The latest example comes from a new report from Democratic think tank Third Way, which argues that the United States “faces an unrelenting cybercrime wave that affects nearly every sector of the American economy and threatens U.S. security.” The challenge, the report claims, is fueled in part by an inability to meaningfully enforce cybercrime laws within the United States and across international borders.
Whether it’s state-sponsored espionage, ransomware, intellectual property theft or targeting seniors, security incidents are exploding across the globe, with few bad actors being caught or brought to justice. Many cybercriminal groups operate in countries like Russia or China, which often decline to cooperate with the U.S. on enforcement or extradition matters. Other criminal groups or individuals also sometimes moonlight as government sponsored hackers, blurring the line between state and non-state activity.
Those problems have largely worsened this past year as the COVID-19 pandemic pushed many workers to work from less-secure home set ups and people are spending more time online.
One finding from the report that underscores just how rampant cybercrime has become: for every thousand reported cyber incidents, only three ever result in an arrest.
“This is a substantial cyber enforcement gap, and this is a crime for which perpetrators feel no consequence,” write authors Allison Peters, deputy director of Third Way’s National Security and Cyber Enforcement Initiative and Michael Garcia, a senior policy fellow.
Polling shows a clear consensus desire from the public that the U.S. government should place a higher priority on cracking down on cybercrime. This concern is particularly pronounced among older Americans, a constituency that Biden courted fastidiously during the primary and general elections.

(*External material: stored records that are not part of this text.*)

PR #4060, opened 2019-12-02
Avtalia Phase 2 - combat-trainer

Tarhish:
Again, biggish change so I'll take my time and get some other people to test it, but this is the combat-trainer changes for traders.

First, it adds the option to use the tessera to train trading after the recent trader changes.  Seems to give somewhere between 5-7 Trading exp depending, and it's a good way to use up aura in a final backhunt.  Useful for people who aren't running caravans?

Second, anyone with avtalia.lic running and an avtalia_array defined will start pulling spare mana from their cambrinth for spells and cyclics (cyclics only if they have dedicated_camb_use: spell set)

Every five minutes it'll do a focus cambrinth to update the avtalia_array.  If it has spare mana to use and you're getting low on mana, it'll pull it from the array first and only charge what's left if needed.  It also doesn't mess with the breaks in the cambrinth charges.

In other words if your spell is
```
cambrinth:
- 15
- 15
- 15
```
And you have a cambrinth chain in the array with 50 free mana, it'll INVOKE CAMBRINTH CHAIN 45 and won't charge anything.

If you have 15 free mana in the array, it'll INVOKE CAMBRINTH CHAIN 15, CHARGE NORMAL CAMBRINTH 15, CHARGE NORMAL CAMBRINTH 15, INVOKE NORMAL CAMBRINTH 30.

### DIFF
--- a/combat-trainer.lic
+++ b/combat-trainer.lic
@@ -1933,7 +1933,7 @@ class TrainerProcess
                    'Stealth' => 'Stealth', 'Ambush Stun' => settings.stun_skill, 'Ambush Choke' => 'Debilitation', 'App Pouch' => 'Appraisal',
                    'Favor Orb' => 'Anything', 'Charged Maneuver' => 'Expertise', 'Meraud' => 'Theurgy', 'Recall' => 'Scholarship',
                    'Barb Research Warding' => 'Warding', 'Barb Research Augmentation' => 'Augmentation',
-                   'Barb Research Debilitation' => 'Debilitation', 'Collect' => 'Outdoorsmanship', 'Smite' => 'Conviction', 'Locks' => 'Locksmithing', 'Tessera' => 'Trading' }
+                   'Barb Research Debilitation' => 'Debilitation', 'Collect' => 'Outdoorsmanship', 'Smite' => 'Conviction', 'Locks' => 'Locksmithing' }
 
     @skill_map['Hunt'] = %w[Perception Scouting] if DRStats.ranger?
     @favor_god = settings.favor_god
@@ -2115,8 +2115,6 @@ class TrainerProcess
       else
         wait_for_script_to_complete('heal-remedy', %w[quick nohands])
       end
-    when 'Tessera'
-      invoke_tessera(game_state)
     end
     waitrt?
     false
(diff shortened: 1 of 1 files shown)


combat-trainer.lic
```diff
@@ -2466,6 +2486,19 @@ class TrainerProcess
...
     end
   end
+  
+  def invoke_tessera(game_state)
+    return unless DRStats.trader?
+    return if game_state.retreating?
+    return if game_state.loaded || game_state.offhand?
+    DRC.retreat
+    return unless /inside your (.*)/ =~ DRC.bput("get my tessera", 'You get a .+ tessera from inside your (.*).', 'What were you')
+    container = Regexp.last_match(1).split
```
rpherbig: 💡 Would `DRC.get_noun` simplify the `Regexp.last_match(1).split.last` logic?

combat-trainer.lic
```diff
@@ -3511,18 +3552,64 @@ class GameState
       return false
     end
 
-    find_cambrinth(@cambrinth, @stored_cambrinth, @cambrinth_cap)
-
     next_charge = @charges.pop
     echo("check_charging?: #{next_charge}") if $debug_mode_ct
```
rpherbig: ❓ I'm not a fan of assigning `next_charge`, echoing its value, then possibly changing it. What do you think about moving the echo or having a second echo?

rpherbig: Alternatively, could `@charges.pop` be moved into `avtalia_charge`? I see a similar `.pop` on line 3579 with the recursive call.

combat-trainer.lic
```diff
@@ -3511,18 +3552,64 @@ class GameState
...
   end
 
+  def avtalia_charge(charge_num) # sources mana from filled avtalia cambrinth, then returns the amount left uncharged
+    return charge_num unless DRStats.trader?
+    return charge_num unless @cambrinth_invoke_exact_amount
+    return charge_num if @avtalia_array.empty?
+    return charge_num unless DRStats.mana < 80
+
+    remaining_charge = @charges.inject(0, :+) + charge_num
+    @avtalia_cambrinth = find_avtalia(remaining_charge) if @avtalia_cambrinth.empty?
```
rpherbig: ❓ Why is `@avtalia_cambrinth` stored in an instance var? Couldn't it change each time we need to charge? And it's cleared out (to `{}`) most of the time.

combat-trainer.lic
Tarhish: Can definitely do the former or something like it to make sure the debug remains consistent.  I'd rather avtalia_charge? continue to do absolutely nothing for anyone who isn't using it, just for the sake of sanity.

combat-trainer.lic
Tarhish: Yep,  A relic from when I had all the common logic in combat-trainer.  I thought it'd be sitting around doing more in gamestate, but it turned out not to be necessary.

combat-trainer.lic
Tarhish: I've kept the echo for check_charging? to mean 'how much is check_charging offloading onto your cambrinth?'  If avtalia_charge does anything on its own it reports how much it charged to what avtalia_cambrinth.  Anything left for check_charging will get echoed with the value it's actually using.

combat-trainer.lic
Tarhish: I remembered why it's stored as an instance variable.  avtalia_charge is a little bit recursive as it unwraps bites of the @charges arrays, and I keep it instanced so that I can avoid calling DRCA.choose_avtalia if avtalia_cambrinth is already set and potentially changing ships mid-stream.  See:
```
    # unwrap the charges for the spell. Keep pulling in more cambrinth mana entries until it either hits the camb cap or gets all of it.
    return avtalia_charge(charge_num + @charges.pop) if charge_num < [@avtalia_cambrinth.last['mana'], remaining_charge].min
```

I can still do it another way, but there's value to this if I want anything else to be aware that I've got a lien on that piece of jewelry while I'm prepping to invoke it.  I need to think about that to see if that's a real situation I'd ever run into, or just fantasy.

Third Way compiled a bipartisan group of former government officials, experts and industry to provide a roadmap to Biden’s team for how to address these concerns.
Among their recommendations: the U.S. government should shift away from its “over-emphasized and -resourced military responses” by agencies like U.S. Cyber Command that are designed to disrupt nation-state hacking groups and focus more on ensuring law enforcement agencies have the people, budget and mandates they need to tackle broader cybercrime that affects a much broader swath of consumers.
“America’s domestic law enforcement has not received the level of resources, training, and focus necessary to sufficiently identify, deter, and punish offenders, particularly non-state actors,” the report states.
Among dozens of recommendations, Third Way calls for the establishment of a 30-person White House office and non-Senate confirmed leader – similar to the now defunct cyber coordinator position -- to set strategic direction for efforts to combat cybercrime, better data channels and uniform metrics around cybercrime incidents, clarify the role of different law enforcement organizations in going after digital crimes, and push to build criminal justice capacity building in nations where cybercrime investigators aren’t receiving timely assistance.
This new White House office would collaborate with the Office of the Director of National Intelligence to identify gaps in the collection and sharing of threat intelligence to the private sector and other stakeholders. They should also have clear goals to measurably reduce the economic impact of cybercrime on the U.S. economy within the first three to six months of a new administration.
Threat intelligence sharing between the federal government and industry can be something of a mixed bag. Many agencies like the FBI, the Cybersecurity and Infrastructure Security Agency and the National Security Agency routinely share information and intelligence about the latest cyber threats with companies, critical infrastructure and state and local government. However, companies rarely share information back with the government and some complain that the intelligence they do receive from some channels, like the Automated Indicator Sharing program, are not helpful and lack actionable context.
Chris Painter, formerly State Department’s top cyber diplomat and a member of the working group that informed Third Way’s report, told the Center for Strategic and International Studies in a separate interview this week that cybersecurity policy and enforcement has been badly fragmentated under the Trump administration, something that have made it harder to confront countries like Russia and China and put international pressure on them to hold cybercriminals accountable. That could continue to be the case as long as the federal government lacks a central coordinator and cyber issues are siloed away from other foreign policy and national security initiatives.
“You’ve got to stop treating cyber as this boutique, separate issue,” said Painter. “This has to be part of our core…overall strategy and the more we can integrate cyber into that and not think of it as just as separate thing, the more important it is.”